RECORDED DATA:

PR #5549, opened 2018-05-17
Don't install require-dev packages.

tdb:
This is already set for a local composer install, but not a global one. They should be consistent.

This caught me out when upgrading since it started pulling down all the dev packages.


snipe:
Thanks!

Issue #5540, opened 2018-05-15
Error message with button "Test LDAP" is empty


doekman:
#### Please confirm you have done the following before posting your bug report:

- [x] I have enabled debug mode 
- [x] I have read [checked the Common Issues page](https://snipe-it.readme.io/docs/common-issues)

**Describe the bug**
On the `/admin/ldap`-page, when pressing the button "Test LDAP", an error icon is shown without a text message.

**To Reproduce**
1. Go to `/admin/ldap`
2. Make sure LDAP enabled is checked.
3. Have an "LDAP Server" filled in, like `ldap://myserver.mydomain.com` (I connect to an macOS Server.app Open Directory server)
4. Use as "LDAP Bind Username" a username like `OpenDirReader`
5. Fill out the correct password, and also other fields.
6. Click on "Save"
3. Now go again to `/admin/ldap`
4. Press the button "Test LDAP"

**Expected behavior**
A text message explaining the error (below the "Test LDAP" button, right of the red error-icon).

**Screenshots**
![test ldap error](https://user-images.githubusercontent.com/1086388/40049341-d64cc758-5834-11e8-9526-08128518936b.png)

**Server (please complete the following information):**
 - Snipe-IT Version: v4.3.0 build 3586 (gec1fa8e90)
 - OS: Debian
 - Web Server: NGINX
 - PHP Version: 7.0.27-0+deb9u1

**Desktop (please complete the following information):**
 - OS: macOS 10.13.4 (17E202)
 - Browser: Safari 11.1 (13605.1.33.1.4)

**Error Messages**

    [11:24:50] LOG.debug: Preparing to test LDAP connection
    [11:24:50] LOG.debug: attempting to bind to LDAP for LDAP test
    [11:24:50] LOG.debug: Bind failed

**Description**
Via Safari's developer console I see that the URL `/api/v1/settings/ldaptest` returns the JSON `{"message": "Could not bind to LDAP: Invalid DN syntax"}`. This information is not shown to in the UI.

Also: I figured out the exact problem why LDAP Test failed: the field "LDAP Bind Username" is put into the `bind_rdn` parameter of the `ldap_bind` function. The `bind_rdn` is not a username, but an LDAP dn format, like `uid=OpenDirReader,cn=users,dc=myserver,dc=mydomain,dc=com`.

So this bug is about:
1. LDAP Test button should show some error message text.
[...]

PR #5550, opened 2018-05-17
Fixed bug #5540

doekman:
Error message with button "Test LDAP" is empty #5540


dmeltzer:
This looks great.  I also noticed when looking at the code that a few lines above where we iterate through bind_errors if it's an array, that each item appended has a starting <li> html tag but not an ending one.

<li>Error: foo
<li>Error: bar

We should fix that as well...

PR #5573, opened 2018-05-22
Update general.php

inanin:


snipe:
Hi @inanin - we don't make changes to the translation files, we use the CrowdIn platform. Please see the docs for more information. https://snipe-it.readme.io/v4.4.0/docs/translations

PR #5610, opened 2018-05-27
fix middleware priority: handle trusted proxies prior setup check

plexorama:
fix middleware priority: handle trusted proxies before check for setup, otherwise url helper uses wrong scheme if reverse-proxy is HTTPS and forwards to a HTTP server (ie: docker container).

TASK TO COMPLETE: Search the listing above for lines containing "packages", and copy them.

ANSWER FOR THIS EXERCISE:
Don't install require-dev packages.
This caught me out when upgrading since it started pulling down all the dev packages.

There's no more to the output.